=== Section Start ===

PR #573, opened 2016-04-25
new oc config idea

kojoty:
This is a "next" idea of new config for OC: 
- elastic configuration per module with: only defaults or defaults+local or defaults+node-specific or defaults + node-specific+local

- local file is not in repo and can not exists

- configuration files (defaults,node-spec., local) are classes (non-static)

- every module has it "Config" classes which:
  - extends CommonConfig class
  - checks and load proper class from set (defaults / node-spec / local )
  - provide static functions to access config settings

Currently there is a complete solution for two modules: Example and XExample. 
Base module is mandatory and must be present, because contains meta-information about configuration ( node-id which should be loaded and further "switch" between new- and old-way (based on settings.inc.php) of configs.

comments are welcome :)


andrixnet:
I'm not sure, but it seems, at least in part, tailored towards existing nodes quite explicitely, rather then in a generic way. 

Please also take into consideration this: https://github.com/andrixnet/opencaching-pl/blob/settings/lib/settingsDefault.inc.php

A configuration code can be used to parse (in a for loop) all keys at a certain level and go down levels (also modules) directly, then make those values available to the rest of the code. 
It could even build configuration items dynamically, based on the existing keys, without the need for specific code to be written for each variable.

kojoty:
@andrixnet, It's not that - solution I propose is an absolute generic solution, but with much more flexibility. Please note:

- we split configuration to separate independent modules
- files which contains configuration are located in /Config dir:
   - every module must has <moduleName>Defaults.php file with class  <moduleName>Defaults inside, and this file is always in git repo and is never locally (per node) overwritten
   - every module optionally can have a defaults specific for node in file <moduleName><nodeId>Defaults.php (with class <moduleName><nodeId>Defaults inside) which is stored in the git repo - it's allow to store non-critical part of config in repo for each OC node
   -  every module optionally can have a local overrides not stored in repo (here we store DB pass or google maps key etc.) in file <moduleName>Local.php with class <moduleName>Local inside

All classes inherit and overrides its content - and this is a simple and flexibility. Inside every class you can define properties and methods (methods seems to be a better option). 

Next every module needs Util to access its config from the rest of the code on easy way - and there is a place for <moduleName>Config files/classes. I moved it to the /Utils/Config for better split the "configurations" and "access to configuration".

Every <moduleName>Config provides static methods which return requested config var (see test.php code with examples). Internally <moduleName>Config stored singleton of proper class from /Config:
 - if there is only "defaults" class - it takes it
 - if there is "defaults" and "local" - it takes "local"
 - if there is "defaults", "node-specific" - it takes "node-specific"
 - ...and so on in manner locale before node-specific; node-specific before defaults 

and in fact this is the same as your idea from settingsDefault.inc.php but extended to more generic solution... I agree that it's not so simple as just 
`$config['server']['db']['port'] = '3306';`
but I believe that it can be much easier to maintain in long term...

If I can explain anything more give me know - my english is like it is, so maybe I couldn't describe it brightly :)

andrixnet:
What is the difference between "local" and "node specific" ?

andrixnet:
First : from syadmin point of view, it looks waaay too complicated. 
And I do mean to stress this point of view a lot. (my job is mainly sysadmin, though I do some web development on the side). 

Having a configuration file with a simple syntax is great. 
Having many configuration files is a lot more complex and headaches. 
Having configuration as programming code (declaring variables does not count) is a nightmare. 

Configuration files are meant to be simple. 
To be easy to maintain (without developer knowledge). Sysadmin is not meant to be (by definition) a PHP guru.
To be at least some level of syntax mistake tolerance. 

`$config['server']['db']['port'] = '3306';`
for me was inspired by MediaWiki like `$wgGroupPermissions['user']['edit'] = true;`

Such arrays can be dynamically parsed, even for deploying configuration code that needs not be written beforehand for each variable. 
On the other hand, if each variable is defined in the code and read from settings, then sanity checks should be performed on it. 

Many (most) MediaWiki config variables are defined with default values and only few are listed explicitely in the  config file, those which are absolutely required. 
All the rest can be customized if need be. They are well documented.

Think of it like this: 
I have to edit this file for module X, then that file for module Y then, oh, wait, to which module does setting Z belong, etc. Then: this is a local specific, this is a default, this is a node specific, for each of them. And make syntax mistakes, then oh, what did I do, where, wait, let me see the logs, etc, etc, etc. Oh, and I have to write PHP code for each setting. 
Honestly, my head is spinning already. 

**A well documented set of variables, some mandatory, some (most) optional. 
All have defaults defined according to repository. All can be overridden by sysadmin in settings file.
**
OC code is not that large and complex to go into such depth. 

On the other hand, there is at least a component that deserves modularizing in the truest sense (even independent of the repository): medals. 

I strongly urge against over complicating the configuration subsystem.
K.I.S.S.

kojoty:
@andrixnet, I understand your concerns but I think that your evaluation of complexity of this solution is too high. I agree that is can seemed to be too much complicated but I believe that it looks like that only at the first sight... but OK - the form of the config files is not so necessary to start working with it. 

Let's stay with the configs (settings.*) as is at this moment and add only "the intermediate layer" between the code and config files: simple access-to-config classes - nothing more at the first step.

It helps to make the settings format independent and allow us do anything what we decide in the future with configs :)  It's probably the same in function as what you called "glue". I prepare the new pull request soon.

andrixnet:
Please integrate (at least some of) my work here https://github.com/andrixnet/opencaching-pl/blob/settings/lib/settingsDefault.inc.php

Thank you.

kojoty:
sure!

PR #580, opened 2016-04-28
Removed HTML comments from inside <script> tags.

andrixnet:
Reason:
http://stackoverflow.com/questions/808816/are-html-comments-inside-script-tags-a-best-practice/808850#808850
http://www.javascripttoolbox.com/bestpractices/#comments

Removed language attribute from <script> tags.
Reason:
http://www.javascripttoolbox.com/bestpractices/#script


kojoty:
good work! :+1:

Issue #490, opened 2016-04-09
One interface for emails - code refactoring around emails


mzylowski:
Related with:
- #205 
- #238
- #48
Also:
- put all emails template in one directory
- create one object for emails and put all code for formatting templates into it
- transform all template into html style and put OC logo into it

harrieklomp:
For the last point it would be nice when the logo can be done via settings file.  This way every node can use their own logo.

andrixnet:
Or use logo defined for website top left (which is already personalized in settings file)

harrieklomp:
Perhaps a small suggestion. Remove one sitename. When someone register he/she sees twice the sitename in one line. For example this line "Welkom op Opencaching.pl Opencaching.pl!"

![selectie_009](https://cloud.githubusercontent.com/assets/1060518/14917968/ef8877b2-0e21-11e6-83a7-b61970987f7b.png)

mzylowski:
@up: done ;]

PR #587, opened 2016-04-29
Refactoring emails: part 1

mzylowski:
In the context of #490.

Waiting for review and suggestions.


lib/languages/en.php
```diff
@@ -1394,8 +1394,7 @@
     'runwatch13' => 'by clicking at',
     'runwatch14' => 'This message is auto-generated - please do not reply',
     'runwatch15' => 'No log entries',
-    'registermail01' => 'Hello',
-    'registermail02' => 'Welcome at',
+    'registermail01' => 'Welcome at',
```
andrixnet: Welcome to

andrixnet:
We should upgrade the HTML email templates as well to take into consideration display on smartphone clients. Currently OC generated emails look very small and almost always require the user to do additional zoom-ins.

lib/languages/en.php
mzylowski: Good catch, thanks!

Utils/Email/EmailSender.php
```diff
@@ -44,4 +45,32 @@ public static function adminOnErrorMessage(
...
+        $formattedMessage->setVariable("useruid", $uuid);
+        $formattedMessage->setVariable("server", ApplicationContainer::Instance()->getOcConfig()->getAbsolute_server_URI());
+        $formattedMessage->setVariable("sitename", ApplicationContainer::Instance()->getOcConfig()->getSiteName());
+
+        $formattedMessage->addFooterAndHeader($username);
+
+        $email = new Email();
+        $email->addToAddr($newUserEmailAddress);
+        $email->setReplyToAddr(ApplicationContainer::Instance()->getOcConfig()->getNoreplyEmailAddress());
+        $email->setFromAddr(ApplicationContainer::Instance()->getOcConfig()->getNoreplyEmailAddress());
```
kojoty: **in my opinion** this construction if far too complicated:
why to use create instance of ApplicationContainter to get instance of OcConfig?
Just use OcConfig::getNoreplyEmailAddress() method to get this field from config (if there is no such method just implement it)...

Something like ApplicationContainer can be a good solution as a base for Controllers and then provide config object, db object etc... but this is for the further discussion...

PR #508, opened 2016-04-11
Updated .htaccess for site aliases redirection moved to server config.

andrixnet:
Changes to .htaccess to make it independent of hostname.
Fixes https://github.com/opencaching/opencaching-pl/issues/105 for all current nodes.
OC NL = ready
OC RO = ready
OC PL = pending, new server and configs by @wrygiel

Issue #105, opened 2015-07-22
.htaccess redirection must be moved to Apache configuration


GoogleCodeExporter:
```
.htaccess file at root of site contains the following: 

RewriteCond %{HTTP_HOST} ^www\.(.+)$ [NC]
RewriteRule ^(.*)$ http://%1/$1 [NE,R=301,L]

This is a redirection rule to make http://www.website.XX redirect to this URL: 
http://website.XX

IMO this is a rather dirty way of doing it. It was also the cause of many 
problems with OCRO node that entered a redirection loop which I had a hard time 
figuring out. I commented out these lines, only to get SVN update conflicts 
when .htaccess was recently commited.

Since this affects the behaviour of individual nodes based on their preferred 
URL semantic, I suggest that such redirection be handled gracefully at website 
config level, rather then rewrite rules in htaccess. 

An elegant way to do it is the following: 

<VirtualHost *:80>
    ServerName www.opencaching.ro
[...]
</VirtualHost>

<VirtualHost *:80>
    ServerName opencaching.ro
    ServerAlias oc.opencaching.ro
    Redirect permanent / http://www.opencaching.ro/
</VirtualHost>

```

Original issue reported on code.google.com by `andrixnet` on 10 Apr 2014 at 12:25

andrixnet:
To all node admins: 
Please update Apache configuration such that this redirection can be removed from .htaccess file.

harrieklomp:
OCNL has also moved the config to the server itself.

mzylowski:
#508 reverted. Reopen.

wrygiel:
Summary of what was done (and it broke things):

This was removed from `.htaccess`:

```
RewriteCond %{HTTP_HOST} ^www\.(.+)$ [NC]		
RewriteRule ^(.*)$ http://%1/$1 [NE,R=301,L]
```

This was added to Apache:

```
<VirtualHost *:80>
    ServerName www.opencaching.pl
    Redirect / http://opencaching.pl/
</VirtualHost>
```

It seems that the first piece (the one which currently resides in `.htaccess`) doesn't work in `/okapi/` directory. Any idea why?

deg-pl:
We must have "normal" VirtualHost entry with DocumentRoot, Directory, Options etc.
Remove "Redirect / http://opencaching.pl/"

=== Section End ===

Work required: Where in the records above does the word "flexibility" appear? Copy each line that holds it.

Expected answer:
@andrixnet, It's not that - solution I propose is an absolute generic solution, but with much more flexibility. Please note:
All classes inherit and overrides its content - and this is a simple and flexibility. Inside every class you can define properties and methods (methods seems to be a better option). 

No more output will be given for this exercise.